PR #80, opened 2021-03-15
Enforce types for PHP 8.0

glensc:
PHP 8.0 is a stickler for types necessitating some explicit casts.

Moved out of https://github.com/zf1s/zf1/pull/67, which was moved out from https://github.com/zf1s/zf1/pull/32


falkenhawk (approved):
🧹

PR #81, opened 2021-03-15
Fix Zend_Form_ElementTest

glensc:
@Megatherium on 3 Dec 2020:

> The behaviour hasn't really changed because the intent of the test is to
> use an array of arrays in setOptions. What has changed is that PHP 8.0
> supports calling functions with named parameters and will throw a Fatal
> if you try to access a parameter by name that does not exist.
> Digits::__construct has no param named bar ergo we get a Fatal.
> 

See discussion here:
- https://github.com/zf1s/zf1/pull/32#discussion_r534991212

Extracted out of https://github.com/zf1s/zf1/pull/77 which was @Megatherium changes from https://github.com/zf1s/zf1/pull/32

### DIFF
--- a/tests/Zend/Form/ElementTest.php
+++ b/tests/Zend/Form/ElementTest.php
@@ -48,6 +48,11 @@ if (!defined('PHPUnit_MAIN_METHOD')) {
  */
 class Zend_Form_ElementTest extends PHPUnit_Framework_TestCase
 {
+    /**
+     * @var Zend_Form_Element
+     */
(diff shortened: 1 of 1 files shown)


falkenhawk (approved):
Thank you for extracting this change into a separate PR.

glensc:
> Thank you for extracting this change into a separate PR.

https://github.com/zf1s/zf1/pull/77 was left as a catch-all for the remaining of @Megatherium changes.

PR #82, opened 2021-03-15
Fix iterators usage

glensc:
Made the handling of iterators in Zend_Controller_Action_HelperBroker_PriorityStackTest compatible with all versions.

From https://github.com/zf1s/zf1/pull/32#discussion_r534987951:
> @falkenhawk on 3 Dec 2020 Member
> does php8 throw on calling current() / next() on an iterator?
> 
> @Megatherium Megatherium on 3 Dec 2020 Author
> It returns false and thus get_class throws a TypeError
> 

Extracted out of https://github.com/zf1s/zf1/pull/77 which was @Megatherium changes from https://github.com/zf1s/zf1/pull/32


glensc:
sorry, I do not have context of what was the problem, maybe it was discussed in https://github.com/zf1s/zf1/pull/32

falkenhawk:
> 
> 
> sorry, I do not have context of what was the problem, maybe it was discussed in #32

must be this https://github.com/zf1s/zf1/pull/32/files#r534987951

glensc:
@falkenhawk updated MR body

falkenhawk (approved):

PR #356, opened 2020-05-21
Generalizes report data model and adds support for executive reports

mvilanova:
This PR adds support for writing and distributing executive reports. These reports are aimed at leadership and stakeholders.

This PR introduces a new env var called `INCIDENT_STORAGE_EXECUTIVE_REPORT_FILE_ID`.


src/dispatch/report/models.py
```diff
@@ -0,0 +1,57 @@
...
+from dispatch.database import Base
+from dispatch.models import DispatchBase
+
+from .enums import ReportTypes
+
+
+class Report(Base):
+    id = Column(Integer, primary_key=True)
+    created_at = Column(DateTime, default=datetime.utcnow)
+    conditions = Column(String)
```
kevgliss, line 17: This feels likes like we just combined two models (instead of making something more generic/extensible).

src/dispatch/incident/models.py
```diff
@@ -134,8 +137,19 @@ def incident_faq(self):
 
     @hybrid_property
     def last_status_report(self):
-        if self.status_reports:
-            return sorted(self.status_reports, key=lambda r: r.created_at)[-1]
+        if self.reports:
+            status_reports = [
```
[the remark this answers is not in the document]
mvilanova: I'm filtering them and returning the last one in the list, which should be the most recent one?

src/dispatch/report/models.py
mvilanova: Yeah, perhaps we could store the report details in a JSON field?

src/dispatch/incident/models.py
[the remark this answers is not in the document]
kevgliss: I don't believe that order it's guaranteed, besides insertion order !=  created_at order.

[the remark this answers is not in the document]
mvilanova: Ok, I'll sort them.

src/dispatch/alembic/versions/dd3df6a3af3c_.py
```diff
@@ -0,0 +1,81 @@
...
+    op.drop_column("report", "actions")
+    op.drop_column("report", "needs")
+    # ### end Alembic commands ###
+
+
+def downgrade():
+    # ### commands auto generated by Alembic - please adjust! ###
+    op.drop_index("ix_report_search_vector", table_name="report")
+    op.drop_constraint(None, "document", type_="foreignkey")
+    op.drop_column("document", "report_id")
```
kevgliss, line 66: We don't have a good story here, but a downgrade would cause you to loose data, maybe it's better off not to drop the old columns?

src/dispatch/incident/models.py
```diff
@@ -133,9 +136,22 @@ def incident_faq(self):
                     return d
 
     @hybrid_property
-    def last_status_report(self):
-        if self.status_reports:
-            return sorted(self.status_reports, key=lambda r: r.created_at)[-1]
+    def last_tactical_report(self):
+        if self.reports:
```
kevgliss, line 140: Do we need a property to fetch all tactical reports (not just last)? Perhaps we break this function into two hybrid properties that call each other (tactical_reports and last_tactical_reports).

src/dispatch/report/flows.py
```diff
@@ -0,0 +1,216 @@
...
+
+    return tactical_report
+
+
+@background_task
+def create_executive_report(
+    user_id: str, user_email: str, incident_id: int, action: dict, db_session=None
+):
+    """Creates an executive report."""
+    current_date = (date.today()).strftime("%B %d, %Y")
```
kevgliss, line 81: Is there an extra set of parens here?

src/dispatch/report/models.py
```diff
@@ -0,0 +1,63 @@
...
+    participant_id = Column(Integer, ForeignKey("participant.id"))
+    document = relationship("Document", uselist=False, backref="report")
+
+    # full text search capabilities
+    search_vector = Column(TSVectorType("details_raw"))
+
+    @staticmethod
+    def _details_raw(mapper, connection, target):
+        target.details_raw = "; ".join(
+            [f"{k.capitalize()}: {v}" for k, v in target.details.items()]
```
kevgliss, line 34: I'm not sure if it will affect searching, but I would rather we just concat all the raw strings together, i.e. if I search for `conditions` it shouldn't return every tactical report.

src/dispatch/alembic/versions/dd3df6a3af3c_.py
mvilanova: Yeah, let's keep them.

src/dispatch/incident/models.py
mvilanova: Sure, I can break them into two.

src/dispatch/report/flows.py
mvilanova: Yup, will remove the extra ones.

src/dispatch/report/models.py
mvilanova: `details_raw` will contain something like this, for example: `Conditions: These are the conditions; Actions: These are the actions; Needs: These are the needs`. Isn't that what we want?

kevgliss: Yes, but if you include the word `condition` if I search for `condition` all status reports will be returned (since you've included that word) even though it never showed up in the original condition text. Additionally, that column will never be used for anything other than indexing so we don't really need to add that metadata.

mvilanova: Ah, got it. I'll remove the key.

PR #368, opened 2020-05-27
Adds UI and refactors the metadata json format

kevgliss:
Adds a UI to incident types to be able to edit incident type plugin metadata:

Also modifies the json structure a bit (and adds appropriate pydantic validation). See:
```
       [  
         {
            slug: "dispatch-jira-plugin",
            metadata: [
              { key: "project_key", value: "TEST123" },
              { key: "issue_type_id", value: "10244" }
            ]
          }
        ]
```


src/dispatch/alembic/versions/cfd62f719c84_.py
```diff
@@ -0,0 +1,29 @@
+"""empty message
```
mvilanova, line 1: Add description plz.

src/dispatch/alembic/versions/cfd62f719c84_.py
```diff
@@ -0,0 +1,29 @@
...
+revision = "cfd62f719c84"
+down_revision = "5693756fd192"
+branch_labels = None
+depends_on = None
+
+
+def upgrade():
+    # ### commands auto generated by Alembic - please adjust! ###
+    op.drop_column("incident_type", "plugin_metadata")
+    op.add_column("incident_type", sa.Column("plugin_metadata", sa.JSON(), nullable=True))
```
mvilanova, line 22: Why not using [`alter_column()`](https://alembic.sqlalchemy.org/en/latest/ops.html?highlight=insert#alembic.operations.Operations.alter_column)? Aren't we going to lose the data if we drop the column?

src/dispatch/alembic/versions/cfd62f719c84_.py
```diff
@@ -0,0 +1,29 @@
+"""empty message
+
+Revision ID: cfd62f719c84
+Revises: 5693756fd192
+Create Date: 2020-05-26 20:17:47.707953
+
+"""
+from alembic import op
+import sqlalchemy as sa
+from sqlalchemy.dialects import postgresql
```
mvilanova, line 10: This import is not necessary.

src/dispatch/incident_type/models.py
```diff
@@ -15,7 +18,7 @@ class IncidentType(Base):
     slug = Column(String)
     description = Column(String)
     visibility = Column(String, default=Visibility.open)
-    plugin_metadata = Column(JSON, nullable=False, default=dict, server_default="{}")
+    plugin_metadata = Column(JSON, default=[])
```
mvilanova, line 21: Shouldn't the default be an empty dict here?

src/dispatch/alembic/versions/cfd62f719c84_.py
willbengtson: I think he did this to ensure any data that existed gets dropped since the format of the JSON has changed.

willbengtson:
I should be able to test this today

src/dispatch/incident_type/models.py
kevgliss: No, the new json format is a list of ducts.

PR #370, opened 2020-05-27
Adds the ability to filter tasks by associated incidents.

kevgliss:

### DIFF
--- a/src/dispatch/static/dispatch/src/incident/IncidentCombobox.vue
+++ b/src/dispatch/static/dispatch/src/incident/IncidentCombobox.vue
@@ -1,0 +1,109 @@
+<template>
+  <v-combobox
+    v-model="incident"
+    :items="items"
+    item-text="name"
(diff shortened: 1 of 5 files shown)


src/dispatch/static/dispatch/src/incident/IncidentCombobox.vue
```diff
@@ -0,0 +1,109 @@
...
+      <v-list-item-content>
+        <v-list-item-title v-text="item.name"></v-list-item-title>
+        <v-list-item-subtitle v-text="item.title"></v-list-item-subtitle>
+      </v-list-item-content>
+    </template>
+    <template v-slot:no-data>
+      <v-list-item>
+        <v-list-item-content>
+          <v-list-item-title>
+            No Incidents matching "
```
mvilanova, line 32: nit
```suggestion
            No incidents matching "
```

PR #376, opened 2020-05-28
Checks Slack profile fields for None before accessing them

mvilanova:
This PR fixes a `NoneType` exception when Slack fields are `None`.

### DIFF
--- a/src/dispatch/plugins/dispatch_slack/plugin.py
+++ b/src/dispatch/plugins/dispatch_slack/plugin.py
@@ -198,14 +198,16 @@ class SlackContactPlugin(ContactPlugin):
 
     def get(self, email: str, **kwargs):
         """Fetch user info by email."""
-        team = department = weblink = ""
+        team = department = weblink = "Unknown"
 
         profile = get_user_profile_by_email(self.client, email)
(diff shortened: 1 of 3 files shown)


mvilanova:
We could also move the logic down to the `get_user_profile_by_email()` function in the service module.

src/dispatch/plugins/dispatch_slack/plugin.py
```diff
@@ -198,20 +198,23 @@ def __init__(self):
 
     def get(self, email: str, **kwargs):
         """Fetch user info by email."""
+        team = department = weblink = ""
+
         profile = get_user_profile_by_email(self.client, email)
+        profile_fields = profile.get("fields")
+        if profile_fields:
+            team = profile_fields.get(SLACK_PROFILE_TEAM_FIELD_ID, {}).get("value", "")
```
kevgliss, line 206: This type of think this has come up in a couple of different places, is empty string good or is something more explicit like "Unknown" better?

mvilanova: Let's make it explicit here like we do in the participant and individual service modules.

PR #383, opened 2020-05-30
Adds last executive report to active incidents status page

mvilanova:
Screen Shot 2020-06-01 at 2 48 20 PM


kevgliss:
Do you have a screenshot? Should we put the reports into tabs?

mvilanova:
@kevgliss see attached screenshot. I think it looks good w/o tabs for now.

PR #399, opened 2020-06-02
Adds data model for incident cost

mvilanova:


src/dispatch/alembic/versions/0797208b9eee_.py
```diff
@@ -0,0 +1,85 @@
...
+        sa.Column("details", sqlalchemy_utils.types.json.JSONType(), nullable=True),
+        sa.Column("incident_id", sa.Integer(), nullable=True),
+        sa.Column("created_at", sa.DateTime(), nullable=True),
+        sa.Column("updated_at", sa.DateTime(), nullable=True),
+        sa.ForeignKeyConstraint(["incident_id"], ["incident.id"],),
+        sa.PrimaryKeyConstraint("id"),
+    )
+    op.create_table(
+        "pci_disclosure_fines_judgements",
+        sa.Column("id", sa.Integer(), nullable=False),
```
kevgliss, line 34: Didn't you say these cost ranges are mostly standardized? If so, does it make sense to have them as tables instead of constants? Or are we just allowing flexibility for other industries?

mvilanova: Yeah, I'd like to give folks the flexibility of changing them if they want.

mvilanova:
We're going to take a different approach.

PR #408, opened 2020-06-04
Allows for customizing contact information in email notifications

mvilanova:


src/dispatch/incident/scheduled.py
```diff
@@ -221,14 +221,14 @@ def daily_summary(db_session=None):
             }
         )
 
-    # NOTE INCIDENT_DAILY_SUMMARY_ONCALL_SERVICE_ID is optional
-    if INCIDENT_DAILY_SUMMARY_ONCALL_SERVICE_ID:
+    # NOTE INCIDENT_ONCALL_SERVICE_ID is optional
+    if INCIDENT_ONCALL_SERVICE_ID:
```
kevgliss, line 225: In the future, I think we could move this to a flag on the service object.

src/dispatch/plugins/dispatch_google/gmail/templates/executive_report.html
```diff
@@ -26,8 +26,6 @@
   <li>{{ next_steps }}</li>
 </ul>
 <p style="font-weight:normal!important;line-height:140%;margin-top:0">
-  A Google document version of the report can be found <a href="{{ weblink }}">here</a>. Please, use the document for questions and feedback.<br><br>
-  Thanks,<br>
-  {{ commander_fullname}}
+  A Google document version of the report can be found <a href="{{ weblink }}">here</a>. Please, use the document for questions and feedback.
```
kevgliss, line 29: Should we be more generic and drop Google here? There could be different plugins at play (today we just have google).

kevgliss:
Just so I'm clear, this PR allows you to specify a default contact (`dispatch_help`) or allows you to provide a service that resolves the contact depending on when the message is sent?

Also, please modify the docs for the new configuration variable. Also since we are deprecating a configuration item we should first warn (in the docs and the code) that we are deprecating it for a bit before removing it. 

I think in this case since it's just a rename we can just alias them until we remove.

mvilanova:
It allows you to provide the contact information you want to use in the base template footer. In the case of the task reminder, we're using the current oncall (if `INCIDENT_ONCALL_SERVICE_ID` is set), as it seems to be the best option. For all the other cases, the incident commander, so we keep discussions contained within the incident.

PR #409, opened 2020-06-05
Dockerfile bugfix: Add backslash on line 52

jakestenger:
newline wasn't escaped on line 52, causing parse error for line 53


mvilanova:
@jakestenger looks like master is in a bad state after our last release. Let me try to fix it.

mvilanova:
Ok, master is fixed. Thanks for the PR.

PR #418, opened 2020-06-05
Adding feedback when a user uses the join incident button

kevgliss:


src/dispatch/plugins/dispatch_slack/views.py
```diff
@@ -561,6 +561,10 @@ def add_user_to_conversation(
         dispatch_slack_service.add_users_to_conversation(
             slack_client, incident.conversation.channel_id, [user_id]
         )
+        message = f"Success! We've added you {incident.name}. Please check your side bar for the new channel."
```
mvilanova, line 564:
```suggestion
        message = f"Success! We've added you to incident {incident.name}. Please check your side bar for the new channel."
```

PR #426, opened 2020-06-08
Don't try to load images for large incidents

kevgliss:


src/dispatch/plugins/dispatch_slack/views.py
```diff
@@ -339,25 +339,24 @@ def list_participants(incident_id: int, command: dict = None, db_session=None):
...
+                        f"*Team*: {participant_team}, {participant_department}\n"
+                        f"*Location*: {participant_location}\n"
+                        f"*Incident Role(s)*: {(', ').join(participant_roles)}\n"
+                    ),
+                },
+                "accessory": {"type": "image", "alt_text": participant_name},
+            }
+
+            if len(participants) < 20:
+                block["accessory"].update({"image_url": participant_avatar_url})
```
mvilanova, line 357: I'd suggest we either add the whole accessory (`type`, `image_url`, and `image_url`) or we don't, rather than updating it if the condition is met. Or, is there a particular reason why you're doing it this way?

mvilanova: We could also lower the image resolution: https://github.com/Netflix/dispatch/blob/develop/src/dispatch/plugins/dispatch_slack/service.py#L218

kevgliss: No particular reason. Will add/remove the accessory data itself.

PR #427, opened 2020-06-08
Allowing closed incidents to be updated.

kevgliss:


src/dispatch/incident/flows.py
```diff
@@ -943,8 +942,8 @@ def incident_update_flow(
         )
 
     if conversation_topic_change:
-        # we update the conversation topic
-        set_conversation_topic(incident)
+        if incident.status != IncidentStatus.closed:
+            set_conversation_topic(incident)
 
     if notify:
         send_incident_update_notifications(incident, previous_incident)
```
mvilanova, line 949: Looks like the default value for `notify` is `True`, which means that we will also try to send a message to the conversation. We should protect against it as well.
··········
#### [Task item]
Check every line of the records above for the string "Integer". Copy those that hold it.

#### [Task answer]
+    id = Column(Integer, primary_key=True)
+    participant_id = Column(Integer, ForeignKey("participant.id"))
+        sa.Column("incident_id", sa.Integer(), nullable=True),
+        sa.Column("id", sa.Integer(), nullable=False),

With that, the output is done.